Festival de música do Parque Piauí (1975-1984)

“Mais um Festival Musical – Parque Piauí: Estão em franco andamento os trabalhos de preparação do 6º festival de música Popular do Parque Piauí – FESPAPI”. (detalhe do Jornal dos Bairros de junho de 1980)

Por cerca de dez anos, aconteceu na Zona Sul de Teresina o Festival de Música do Parque Piauí (FESPAPI). Apesar de se situar em um período conturbado da história do Brasil, o evento foi organizado por estudantes secundaristas (Ensino Médio) e por professores. Um dos nomes que se destacou à frente do evento foi o de Francisco das Chagas Venâncio, um professor de matemática.

A primeira edição do Festival de Música, que aconteceu na associação dos moradores do bairro, criou em 1975 um espaço para novos compositores e intérpretes mostrarem seus trabalhos. As coisas funcionavam meio no improviso, meio na luta.

Como não havia uma aparelhagem de som oficial, usava-se a das bandas contratadas para todos que participavam do Festival, inclusive nas fases do concurso de músicas autorais. O auditório, por sua vez, era montado com as cadeiras de uma escola do bairro (Colégio Professor Madeira). Os artistas se viravam do jeito que podiam, alguns equipamentos eram feitos à mão.

As edições seguintes do FESPAPI saíram do espaço da associação dos moradores, que era uma casa residencial, para ocuparem o prédio do CSU – Centro Social Urbano.

Em 1975, o bairro não tinha feito nem sequer dez anos de existência. Inaugurado em 1968, o Parque Piauí foi um dos primeiros conjuntos da Cohab (Companhia Habitacional) da cidade. Logo de início, já veio marcado como um bairro proletário e com varias dificuldades na ocupação devido à falta de infraestrutura. Além disso, entre o conjunto e o centro da cidade, havia cerca de 7 km cheios de “espaços vazios”, o que causava um distanciamento da população com as outras partes de Teresina.

E foi com todos esses problemas de infraestrutura e de isolamento, além do fato de estarem no meio de uma ditadura (1964-1985), que a população se juntou para fazer um festival de música e movimentar culturalmente a cidade. As canções tratavam do contexto do país à época, falavam sobre política, repressão. Usavam-se da arte como forma de protesto e luta.

Na sétima edição (1981), gravaram um disco de vinil com as músicas vencedoras do concurso que se desenvolvia durante o festival.

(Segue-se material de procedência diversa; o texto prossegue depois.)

PR #1933, opened 2026-07-08
Cap rendered frames to prevent ffmpeg over-read

### LINKED ISSUE #1932: YN-0890: Hiero publish - running out of disk space for tmp files
Closing in favor of PR #1933 which adds an explicit frame cap when rendering image sequences to prevent ffmpeg from reading past the intended range.

jakubjezek001:
## Changelog Description
Cap output frames when rendering image sequences and OTIO segments by computing an explicit `frames_to_render` and passing `-frames:v` to ffmpeg. This prevents the ffmpeg image2 demuxer from reading files past the intended range and ensures rendered outputs contain the correct number of frames. Affects the publish reviewer/renderer.

## Additional info
- Implementation: compute `frames_to_render` from sequence collection indexes or OTIO range duration and add `-frames:v <n>` to the ffmpeg command.
- Files: `client/ayon_core/plugins/publish/extract_otio_review.py`.

## Testing notes:
1. Render a review segment from an image sequence that has extra numbered files beyond the intended range.
2. Confirm ffmpeg stops at the intended frame and output duration matches the OTIO segment.
3. Compare outputs with/without this change to observe that over-read is prevented.

## Dependency
Close #1932
[YN-0890](https://support.ayon.app/projects/Active_Clients/overview?project=Active_Clients&type=folder&id=ed865d6fe0bf470791083161b01a7932)


client/ayon_core/plugins/publish/extract_otio_review.py
```diff
@@ -505,6 +512,7 @@ def _render_segment(self, sequence=None,
             frame_start = otio_range.start_time.value
             input_fps = otio_range.start_time.rate
             frame_duration = otio_range.duration.value
+            frames_to_render = int(round(frame_duration))
```
BigRoy: Should this variable be named `frames_num` or `frames_count`. Is `frames_to_render` too ambiguous?

client/ayon_core/plugins/publish/extract_otio_review.py
```diff
@@ -466,9 +466,16 @@ def _render_segment(self, sequence=None,
         command = get_ffmpeg_tool_args("ffmpeg")
 
         input_extension = None
+        # Number of frames the output should contain. Explicitly capping
+        # this on the output side protects against ffmpeg reading past
+        # the intended range, e.g. the image2 demuxer has no "end frame"
+        # option and will keep consuming consecutive numbered files on
+        # disk beyond what this segment actually needs.
+        frames_to_render = None
```
BigRoy: Can we make this less ambiguous by enforcing it to be `int`, like have the default be `0`?

Just so we can do:
```
frames_num: int = 0
```
To enforce it's always integer, etc.

BigRoy (commented):
Makes sense - I'm no ffmpeg export so no idea if `-frames:v` has side effects. E.g. what if it's a video that has a variable frame rate? Does that work?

Outras canções, entretanto, não conseguiram chegar até os dias de hoje e se perderam no tempo sem um registro em áudio.

Em 1984, o FESPAPI teve sua última edição e se despediu do cenário cultural de Teresina após ter aberto as portas para inúmeros artistas ao longo desses 10 anos em que esteve em atividade.

O Festival de Música do Parque Piauí, hoje, sobrevive em algumas fotos, citações em currículos artísticos, referências em jornais da época, em um ou outro trabalho acadêmico (só encontrei quatro pela internet). A cada ano que passa, as histórias orais sobre o Festival, aos poucos, vão se perdendo. A memória, hoje, é resistência.

Fontes

A cidade e a música popular: Teresina e os espaços de prática musical nos anos 1980 (Hermano Carvalho Medeiros). Revista Vozes, Pretéritos & Devir.

Dissonâncias saborosas: As identidades juvenis em Teresina entre a Cajuína e a Coca-cola (Paulo Ricardo Muniz Silva e Edwar de Alencar Castelo Branco). In História & Música Popular. Editora Gráfica da UFPI.

Genealogia, morfologia, dinâmicas e produtos do rock independente de Teresina no início do século XXI (Thiago Meneses Alves). Tese de Doutorado, Faculdade de Letras da Universidade do Porto.

Nas margens da modernidade: música e percursos de memória em Teresina (anos 1980) (Fernando Muratori Costa). Tese de doutorado em História do Instituto de Ciências Humanas e Filosofia da Universidade Federal Fluminense. 2019.

A produção do espaço urbano e a moradia popular em Teresina (PI) (Ângela Oliveira Vieira e Antonio CardosoFaçanha). XVIII Encontro Nacional de Geógrafos: A construção do Brasil: geografia, ação política e democracia. 2016, São Luís/MA.